* **Work instructions**: "dependencies" is the word to look for; say how many lines of the listing below contain it, and nothing else.

* **Provided material**:
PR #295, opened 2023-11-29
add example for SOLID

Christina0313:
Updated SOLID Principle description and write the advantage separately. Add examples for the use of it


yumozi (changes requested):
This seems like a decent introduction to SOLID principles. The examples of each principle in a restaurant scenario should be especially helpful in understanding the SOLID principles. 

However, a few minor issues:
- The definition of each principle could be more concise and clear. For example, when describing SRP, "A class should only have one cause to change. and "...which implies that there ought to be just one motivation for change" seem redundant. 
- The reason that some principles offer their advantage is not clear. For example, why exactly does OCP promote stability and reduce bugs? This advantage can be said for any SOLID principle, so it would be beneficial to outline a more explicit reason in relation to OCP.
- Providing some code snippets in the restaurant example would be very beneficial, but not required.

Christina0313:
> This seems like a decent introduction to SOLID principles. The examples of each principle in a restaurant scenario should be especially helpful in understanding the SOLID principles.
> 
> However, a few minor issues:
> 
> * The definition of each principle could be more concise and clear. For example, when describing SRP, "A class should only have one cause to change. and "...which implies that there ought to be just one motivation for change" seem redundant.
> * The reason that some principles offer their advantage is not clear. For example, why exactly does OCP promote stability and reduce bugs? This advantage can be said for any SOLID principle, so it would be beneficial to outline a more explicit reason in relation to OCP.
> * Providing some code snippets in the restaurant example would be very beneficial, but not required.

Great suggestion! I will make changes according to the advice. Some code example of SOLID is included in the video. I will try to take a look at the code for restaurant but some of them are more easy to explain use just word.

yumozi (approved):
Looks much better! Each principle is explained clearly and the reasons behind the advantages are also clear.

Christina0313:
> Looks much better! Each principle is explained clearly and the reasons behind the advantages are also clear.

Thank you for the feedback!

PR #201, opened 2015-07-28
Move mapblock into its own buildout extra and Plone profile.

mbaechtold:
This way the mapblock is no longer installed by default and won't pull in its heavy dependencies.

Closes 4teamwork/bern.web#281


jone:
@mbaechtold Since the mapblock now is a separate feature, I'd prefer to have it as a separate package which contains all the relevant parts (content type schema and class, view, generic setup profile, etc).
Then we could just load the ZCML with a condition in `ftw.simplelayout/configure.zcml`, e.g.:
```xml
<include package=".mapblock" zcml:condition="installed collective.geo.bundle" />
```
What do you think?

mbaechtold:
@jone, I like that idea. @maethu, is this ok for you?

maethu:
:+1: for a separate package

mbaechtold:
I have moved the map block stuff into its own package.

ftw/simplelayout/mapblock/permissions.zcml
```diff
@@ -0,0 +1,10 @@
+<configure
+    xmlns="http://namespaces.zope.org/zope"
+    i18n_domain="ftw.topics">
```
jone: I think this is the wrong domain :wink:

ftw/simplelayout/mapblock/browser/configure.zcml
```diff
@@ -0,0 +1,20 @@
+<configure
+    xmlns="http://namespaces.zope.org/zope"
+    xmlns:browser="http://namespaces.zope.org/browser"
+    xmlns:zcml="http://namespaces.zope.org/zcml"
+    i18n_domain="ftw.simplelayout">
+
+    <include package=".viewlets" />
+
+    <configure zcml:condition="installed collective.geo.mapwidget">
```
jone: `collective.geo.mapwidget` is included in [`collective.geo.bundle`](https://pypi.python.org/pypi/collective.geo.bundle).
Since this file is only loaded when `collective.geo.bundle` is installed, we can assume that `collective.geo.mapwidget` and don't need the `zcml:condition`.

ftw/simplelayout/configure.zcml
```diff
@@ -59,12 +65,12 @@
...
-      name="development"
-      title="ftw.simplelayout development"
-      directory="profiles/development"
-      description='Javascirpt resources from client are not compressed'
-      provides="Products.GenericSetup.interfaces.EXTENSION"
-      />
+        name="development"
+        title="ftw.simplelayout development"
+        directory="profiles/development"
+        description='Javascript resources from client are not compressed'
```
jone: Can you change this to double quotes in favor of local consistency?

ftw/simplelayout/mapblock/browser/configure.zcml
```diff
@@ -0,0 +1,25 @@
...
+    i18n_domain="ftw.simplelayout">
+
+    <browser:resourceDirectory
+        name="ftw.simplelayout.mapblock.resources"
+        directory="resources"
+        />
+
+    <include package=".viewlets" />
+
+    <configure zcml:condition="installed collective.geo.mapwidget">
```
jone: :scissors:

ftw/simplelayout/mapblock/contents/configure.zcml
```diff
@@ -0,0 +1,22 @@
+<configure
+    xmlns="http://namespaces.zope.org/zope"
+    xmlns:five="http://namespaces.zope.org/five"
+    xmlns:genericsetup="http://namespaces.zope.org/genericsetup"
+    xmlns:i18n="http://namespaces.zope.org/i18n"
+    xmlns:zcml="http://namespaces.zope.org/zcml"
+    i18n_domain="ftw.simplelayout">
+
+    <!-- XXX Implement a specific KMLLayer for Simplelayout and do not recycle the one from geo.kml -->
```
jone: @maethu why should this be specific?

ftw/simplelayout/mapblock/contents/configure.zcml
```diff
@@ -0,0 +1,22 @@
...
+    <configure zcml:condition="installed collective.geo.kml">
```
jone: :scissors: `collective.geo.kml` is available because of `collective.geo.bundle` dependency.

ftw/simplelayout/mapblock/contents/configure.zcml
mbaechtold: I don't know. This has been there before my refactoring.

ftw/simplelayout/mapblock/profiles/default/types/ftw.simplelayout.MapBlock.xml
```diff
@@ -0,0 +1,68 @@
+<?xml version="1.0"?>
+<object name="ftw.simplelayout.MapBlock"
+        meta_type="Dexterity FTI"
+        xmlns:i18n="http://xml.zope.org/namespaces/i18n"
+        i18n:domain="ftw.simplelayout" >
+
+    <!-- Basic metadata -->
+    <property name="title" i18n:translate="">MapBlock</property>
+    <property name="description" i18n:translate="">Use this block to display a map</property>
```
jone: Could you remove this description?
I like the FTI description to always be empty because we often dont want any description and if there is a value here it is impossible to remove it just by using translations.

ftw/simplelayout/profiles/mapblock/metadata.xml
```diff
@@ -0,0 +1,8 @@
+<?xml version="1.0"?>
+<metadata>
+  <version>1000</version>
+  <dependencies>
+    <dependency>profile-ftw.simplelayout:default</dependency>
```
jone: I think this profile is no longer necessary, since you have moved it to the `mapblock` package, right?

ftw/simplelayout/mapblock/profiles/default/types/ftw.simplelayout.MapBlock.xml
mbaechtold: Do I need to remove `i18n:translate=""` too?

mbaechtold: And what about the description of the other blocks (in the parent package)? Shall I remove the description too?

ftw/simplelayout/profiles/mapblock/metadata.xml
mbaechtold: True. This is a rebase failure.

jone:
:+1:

==

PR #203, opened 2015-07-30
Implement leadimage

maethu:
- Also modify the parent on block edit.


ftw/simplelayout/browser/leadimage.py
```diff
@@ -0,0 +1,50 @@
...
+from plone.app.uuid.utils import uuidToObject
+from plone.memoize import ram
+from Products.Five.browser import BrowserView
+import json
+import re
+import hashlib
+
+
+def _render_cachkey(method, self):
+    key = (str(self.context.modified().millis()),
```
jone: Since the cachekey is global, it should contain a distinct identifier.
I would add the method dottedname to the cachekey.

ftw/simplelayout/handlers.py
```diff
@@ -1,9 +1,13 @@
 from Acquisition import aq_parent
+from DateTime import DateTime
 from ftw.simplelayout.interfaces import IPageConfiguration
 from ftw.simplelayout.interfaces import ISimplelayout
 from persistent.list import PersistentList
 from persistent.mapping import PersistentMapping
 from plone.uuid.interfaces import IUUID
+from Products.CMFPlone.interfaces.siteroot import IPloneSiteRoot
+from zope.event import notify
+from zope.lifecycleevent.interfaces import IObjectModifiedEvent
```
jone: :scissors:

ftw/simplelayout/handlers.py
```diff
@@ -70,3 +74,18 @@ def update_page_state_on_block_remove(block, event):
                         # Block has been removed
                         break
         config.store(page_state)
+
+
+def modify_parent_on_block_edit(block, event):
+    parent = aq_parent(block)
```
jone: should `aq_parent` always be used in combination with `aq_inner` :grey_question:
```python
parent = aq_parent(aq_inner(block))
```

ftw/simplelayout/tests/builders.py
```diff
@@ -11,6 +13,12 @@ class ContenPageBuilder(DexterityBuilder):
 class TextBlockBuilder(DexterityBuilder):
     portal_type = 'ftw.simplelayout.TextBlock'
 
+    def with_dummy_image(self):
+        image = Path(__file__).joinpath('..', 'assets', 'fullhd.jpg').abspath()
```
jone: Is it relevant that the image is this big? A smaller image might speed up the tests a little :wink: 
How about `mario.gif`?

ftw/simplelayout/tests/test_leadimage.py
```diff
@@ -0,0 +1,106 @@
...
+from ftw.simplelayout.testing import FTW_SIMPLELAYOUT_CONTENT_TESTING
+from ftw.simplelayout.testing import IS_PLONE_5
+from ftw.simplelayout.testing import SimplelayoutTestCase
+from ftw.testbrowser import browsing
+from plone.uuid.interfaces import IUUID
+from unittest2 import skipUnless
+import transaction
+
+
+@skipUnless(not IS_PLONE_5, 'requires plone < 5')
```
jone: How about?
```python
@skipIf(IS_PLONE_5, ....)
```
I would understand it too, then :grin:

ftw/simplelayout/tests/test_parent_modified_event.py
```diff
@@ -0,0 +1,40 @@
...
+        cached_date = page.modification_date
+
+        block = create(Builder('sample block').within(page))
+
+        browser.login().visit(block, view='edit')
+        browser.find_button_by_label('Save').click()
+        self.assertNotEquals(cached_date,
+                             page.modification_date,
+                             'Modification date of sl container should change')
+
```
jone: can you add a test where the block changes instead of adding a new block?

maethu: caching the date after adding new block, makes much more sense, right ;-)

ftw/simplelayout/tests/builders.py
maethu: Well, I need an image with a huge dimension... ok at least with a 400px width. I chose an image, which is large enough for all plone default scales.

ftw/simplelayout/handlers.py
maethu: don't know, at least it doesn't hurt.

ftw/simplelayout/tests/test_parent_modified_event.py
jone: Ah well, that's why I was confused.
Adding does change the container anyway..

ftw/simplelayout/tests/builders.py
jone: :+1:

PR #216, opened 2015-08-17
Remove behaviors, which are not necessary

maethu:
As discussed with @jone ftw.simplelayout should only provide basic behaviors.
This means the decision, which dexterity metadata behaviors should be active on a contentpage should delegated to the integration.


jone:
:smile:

--

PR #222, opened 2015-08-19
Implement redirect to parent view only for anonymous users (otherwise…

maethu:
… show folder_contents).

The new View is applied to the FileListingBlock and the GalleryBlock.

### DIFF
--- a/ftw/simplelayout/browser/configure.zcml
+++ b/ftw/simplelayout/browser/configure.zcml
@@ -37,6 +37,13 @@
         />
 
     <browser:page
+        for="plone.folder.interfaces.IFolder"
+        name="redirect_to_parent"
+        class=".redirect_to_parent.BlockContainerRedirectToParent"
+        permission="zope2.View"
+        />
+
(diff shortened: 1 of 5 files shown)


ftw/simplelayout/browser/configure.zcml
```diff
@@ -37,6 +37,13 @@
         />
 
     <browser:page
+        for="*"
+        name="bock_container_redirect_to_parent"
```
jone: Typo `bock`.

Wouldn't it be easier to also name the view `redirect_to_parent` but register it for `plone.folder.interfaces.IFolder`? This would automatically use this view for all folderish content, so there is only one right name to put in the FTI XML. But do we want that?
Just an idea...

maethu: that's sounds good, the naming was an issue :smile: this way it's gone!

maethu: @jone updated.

* **Task result**: 2